While technology organizations seem to be in agreement regarding the necessity of well-structured Identity and Access Management (IAM) for securing their cloud deployments, they’re often ill-prepared for the level of effort required.
Putting your house in order is hard: think of IAM as the blueprint for building a solid cloud house. You need a good structure, with room for all the necessary and desired elements, or the house will be unstable. Management of identities and their related access to resources and applications is foundational for minimizing risk in your cloud environment. The problem is how challenging identity and access control can be to administer.
First there’s the issue of ownership. No one really agrees where IAM belongs in an IT organization.
Is it a security control or a necessary component for managing the infrastructure?
Or should it be a collaborative effort between the teams that oversee each?
Resolving this question is often fraught with politics, because the owner of IAM holds the keys to the cloud, making crucial decisions about who will have authority over the infrastructure. But once IAM becomes complex enough, it can also become organizationally radioactive because no one wants to own the inevitable cleanup that becomes necessary after the role explosion that occurs with a poorly planned IAM architecture.
If access control represents the intersection of resource governance and identity management, IAM is essential to achieving the laudable goal of a zero trust architecture. Unfortunately, too often IAM is considered a just-in-time effort, becoming a neglected trash heap that increases organizational risk. Attaining your zero trust goal means taking the time to build a comprehensive domain model that illustrates the business relationships in an organization with an agreed taxonomy of roles.
IAM shouldn’t be improvised, it must be designed. Cross collaboration in planning is required to develop an IAM architecture that reflects the structure of an organization, including separation of duties and least privilege, i.e. who is responsible for what in your cloud presence.
In the meantime, what can you do to repair and evolve your existing IAM configuration as you move towards identity architecture bliss?
Within the Policy Intelligence suite, there are various capabilities that can assist you in troubleshooting and optimizing your IAM configuration as you move towards your goal of least privilege. First, there’s IAM Policy Analyzerwhich can help you identify how much access a principal, aka users, service accounts, groups, or domains, have in an account. By providing visibility into account principals’ current access, it becomes easier to limit it to only what is necessary. Alternatively, with IAM Policy Troubleshooter, you can easily determine why a principal’s access isn’t working, pinpointing those permissions needed for the role. Finally, by leveraging IAM Recommender, you can determine excess permissions of principals, using the machine learning findings from Policy Insights, to understand how to better optimize your access control.

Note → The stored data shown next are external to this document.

PR #2841, opened 2026-08-23
Cut release 0.1.14: freeze candidate pins, target the standard seven networks

thedavidmeister:
The repo's first tag-driven release under the #2838 machinery, plus the standards conformance that release surfaced.

- `foundry.toml` `[external.package].version` 0.1.13 → 0.1.14, in lockstep with the frozen record it names.
- `forge script ./script/Build.sol --sig 'cutRelease()'` output committed verbatim: `src/generated/0_1_14/` (byte-identical copy of `candidate/`, six of six verified) and the released-suites libs regenerated from the record that now holds 0.1.14.
- `Deploy.sol` drops its five-network `deployNetworks()` override: raindex targets the full `LibRainDeploy.supportedNetworks()` seven — arbitrum, base, base_sepolia, ethereum, flare, hyperevm, polygon — via the inherited default. Script-only; no contract bytecode moves.
- Residue: `build-start-blocks.sh` read the deleted `src/generated/RaindexV6.pointers.sol` (broken since #2838) and now reads `src/generated/candidate/RaindexV6.sol`; three test-util comments and the CLAUDE.md chain count updated to match.

**Deploy state, and why it gates the tag.** Freezing 0.1.14 arms `RainDeployVerifyChain` over the released record, so the tag's fork suite asserts the frozen suite is live on every network in the set. Verified by `eth_getCode` against the candidate `RaindexV6` (`0x37FC0EFec37D19f8A221aa4F8F7600C9ba2AcD20`): live on arbitrum, base, base_sepolia, flare, polygon; **absent on ethereum and hyperevm**. Those two need broadcasting before `sol-v0.1.14` is pushed, or the tag run goes red at the chain suite. HyperEVM needs the big-blocks path (the deployer already has big blocks on).

Merging this PR publishes nothing — publication happens only when the `sol-v0.1.14` tag is pushed, which re-runs the fork suite and release-guard first.

## QA

- Discriminating tests: `test/abstract/RaindexDeployChain.t.sol` and `test/abstract/RaindexDeploySnapshot.t.sol` become discriminating *because of* this commit — before it, `releasedSuites()` was empty and both took their `length == 0` early return, asserting nothing; after it they check the 0.1.14 record's pins for internal consistency and on-chain presence. The chain half is expected red for ethereum/hyperevm until those deploys run (see above), which is the check doing its job rather than a defect in the diff.
- Mutations applied: n/a — no logic in the diff. The freeze is generated output committed verbatim plus a script-only network-set change; the one invariant that matters (no pinned value moved) is verified by byte-comparison of `0_1_14/` against `candidate/`, not by a mutant.
- Oracle: the `candidate/` constants at the parent commit are the expected values for every frozen constant (six of six byte-identical); the seven-network set comes from `LibRainDeploy.supportedNetworks()` in rain-deploy 0.1.7, not from this repo's prior override; on-chain presence comes from `eth_getCode` against live RPCs, independent of anything in the tree.
- Category check: work order was "cut the release" plus "get raindex up to latest deploy standards" — covered: version bump, frozen record, released-suites regeneration, network set corrected to the standard seven, post-#2838 residue repaired. Deferred with reason: the library/deploy repo split (#552-shaped), which the user ruled out of scope for raindex.

## Summary by CodeRabbit

* **New Features**
  * Added release 0.1.14 deployment artifacts for Raindex V6 and related trading components.
  * Deployments now broadcast across all supported chains, rather than a limited subset.
  * Added support for the latest route processing, order-taking, flash-borrowing, and subparser components.

* **Documentation**
  * Updated deployment and testing guidance to reflect the current generated release artifacts and seven-chain deployment coverage.


thedavidmeister:
## Deploy-repo standard audit

Audited this branch against the org's current deploy-repo standard, derived from
`rain.deploy` at `sol-v0.1.7`/`main` (`BuildScript`, `RainDeploySuitesBase`,
`RainDeployVerifySnapshot`, `RainDeployVerifyChain`, `RainDeployBroadcast`,
`LibRainDeploy.supportedNetworks`) and the four conforming exemplars:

Used together, these capabilities can support you in building a better identity foundation for your cloud infrastructure.
What should be your next steps towards taking your organization’s IAM to the next level?
Check out this tutorial that covers adding and revoking IAM roles.
Feeling more adventurous and want to investigate how well your IAM deployment meets a least privilege model? Follow this how-to video on using Policy Troubleshooter.
If you’re looking for more granularity in your IAM model, explore attribute-based access control (ABAC) using Google Cloud’s context and conditions.
By using conditions or tags, such as time of day, port in use, or any key-value pair you want, you can reduce blast radius and heighten your access control approach.
Start using Google Cloud’s analysis and recommendation tools to take back some control over your IAM roles and principals. Use these capabilities to thoughtfully perform an identity spring cleaning, then re-evaluate your existing IAM lifecycle to identify how you can begin to improve your entitlement granting processes.
Remember: we all find IAM painful and frustrating at times. But it’s the key to unlocking trust, responsibility, and security in the cloud.